Hacker News new | ask | show | jobs
by agolliver 1786 days ago
Not sure a better place to ask this, but we're getting to the point in most OSs where basically anything you want can finally be done truly async (non-blocking).

Except that DNS apparently still blocks[0], so usually things farm DNS requests off to their own blocking thread pools (the author ends up disabling DNS just so they can "prove" everything works with just a single thread)

What's so fundamentally difficult about writing an async/non-blocking DNS resolver? Is it just a lack of a real need for it?

[0] (quote: People have been trying to build asynchronous DNS resolvers for decades without success. Can it be done? Yes. Has it been done? No. ) https://gist.github.com/djspiewak/46b543800958cf61af6efa8e07...

3 comments

I have found this comment on liburing[0] which clarifies some things for me. So is it because something like getaddrinfo is not just a simple operation, but a hodgepodge of stuff like "first try nscd, then read resolv.conf, then make a bunch of requests using one of many different protocols"?

I think I have a lot more to learn about DNS...

[0] https://github.com/axboe/liburing/issues/26#issuecomment-738...

> [re: implementing getaddrinfo] It's not planned because it's not a single operation but a complex beast reading files, exchanging messages, etc. IMHO, as it's not a single operation it fundamentally doesn't fit liburing, but implementing under some framework on-top would be more viable.

There is real need, and there are solutions.

NodeJS has a built-in DNS resolution API which is fully async / libuv-cooperative: https://nodejs.org/api/dns.html#dns_dns_resolve_hostname_rrt...

Other async runtimes bundle libs like c-ares to implement non-threadpool-based async DNS.

quoting the nodejs docs: "These functions are implemented quite differently than dns.lookup(). They do not use getaddrinfo(3) and they always perform a DNS query on the network. This network communication is always done asynchronously, and does not use libuv's threadpool."

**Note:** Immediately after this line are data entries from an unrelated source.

PR #88, opened 2021-03-19
await delay before submitting orders before generating orders

avsek477:
Awaits for the submit delay before generating new orders and read the amounts from the latest state if the adjacent order was filled in between the submit delay await. If the submit delay is relatively a substantial number, this prevents from submitting two new orders and gets the job done in one if the adjacent order was filled in between this submit delay awaiting period.

### DIFF
--- a/lib/iceberg/events/self_submit_orders.js
+++ b/lib/iceberg/events/self_submit_orders.js
@@ -15,12 +15,13 @@ const generateOrders = require('../util/generate_orders')
  */
 const onSelfSubmitOrders = async (instance = {}) => {
   const { state = {}, h = {} } = instance
-  const { emit, timeout } = h
+  const { emit, timeout, updateState } = h
   const { args = {}, gid } = state
   const { submitDelay } = args
 
   if (submitDelay) {
-    const [, t] = timeout(submitDelay)
+    const [id, t] = timeout(submitDelay)
+    await updateState(instance, { timeout: id })
     await t()
   }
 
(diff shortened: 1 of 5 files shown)


lib/iceberg/events/self_submit_orders.js
```diff
@@ -15,12 +15,18 @@ const generateOrders = require('../util/generate_orders')
...
   const { state = {}, h = {} } = instance
-  const { emit } = h
+  const { emit, timeout } = h
   const { args = {}, gid } = state
   const { submitDelay } = args
-  const orders = generateOrders(state)
 
-  return emit('exec:order:submit:all', gid, orders, submitDelay)
+  if (submitDelay) {
+    const [, t] = timeout(submitDelay)
```
robertkowalski, line 23: timeout needs to get stopped when stopping the order?

avsek477: thanks!! will add this

lib/iceberg/events/self_submit_orders.js
```diff
@@ -15,12 +15,19 @@ const generateOrders = require('../util/generate_orders')
...
   const { state = {}, h = {} } = instance
-  const { emit } = h
+  const { emit, timeout, updateState } = h
   const { args = {}, gid } = state
   const { submitDelay } = args
-  const orders = generateOrders(state)
 
-  return emit('exec:order:submit:all', gid, orders, submitDelay)
+  if (submitDelay) {
+    const [id, t] = timeout(submitDelay)
```
robertkowalski, line 23: timeout needs to get cleared on `life_stop.js`?

robertkowalski: something alike

https://github.com/bitfinexcom/bfx-hf-algo/blob/55db8d21ec2e6e4868e7c444a54a8228e7e809bd/lib/twap/events/life_stop.js#L12-L20

?

robertkowalski (changes requested):
found an issue when cancelling the algo and a submit delay was active

robertkowalski (approved):
lgtm

PR #89, opened 2021-03-22
Remove cancel delay

avsek477:
Remove the setTimeout function because no delay is required; and submit the orders for cancellation instantly.


robertkowalski (approved):
lgtm

PR #90, opened 2021-03-22
Remove cancel delays from ping pong orders

avsek477:
Remove the cancel delay options from ping pong orders.


robertkowalski (approved):
lgtm

PR #91, opened 2021-03-23
Remove cancel delay options from twap

avsek477:
- remove cancel delay options from twap orders
- handle cancel all orders on `stop` event
- remove cancelling all orders from `orders_cancel` event
- removed tests for cancelled delays


robertkowalski (approved):
lgtm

On the OS level there is no difference between "sync" and "async". They become different in programming language runtimes.
Not really. mkdir(2) is definitely sync, io_uring has been called asynchronous since the start, and its predecesor has asynchronous in the name: https://lwn.net/Articles/776703/
There is a difference between blocking and non-blocking, which is what I am asking about. Language runtimes apparently cannot provide non-blocking DNS (as evidenced by this article, and the other one I linked which was on HN a week or so ago).

DNS seems like it perfectly fits the model of "give me a buffer (to hold the resolved IP), and I will wake you up when it's filled". Maybe io_uring (/ IOCP?) already can support this, and these articles are just mistaken about the current (or soon-to-be) state-of-the-art? Or is there some fundamental reason about DNS that make writing a non-blocking resolver very very difficult?

It's just very odd to me that userspace apps are creating their own blocking thread pools just to run DNS stuff, when they can do seemingly everything else with just a single thread if they wanted to.

(edited a few times, sorry if I caught someone who was mid-reply)

> There is a difference between blocking and non-blocking

Not really.

"Blocking" means "tell the scheduler to mark the process idle until operation finishes", while "non-blocking" means "don't mark the process but flip a semaphore bit when operation finishes".

The point of view of the OS the difference is just which bit to flip.

On windows especially i/o is usually async, the sync apis serialize all the i/o on the file object(even across threads).

It has weird consequences, e.g. you can't use a named pipe in 2 threads doing read, write separately(without doing protcol level coordination say in a proxy). You need to use asynchornous i/o to get it right.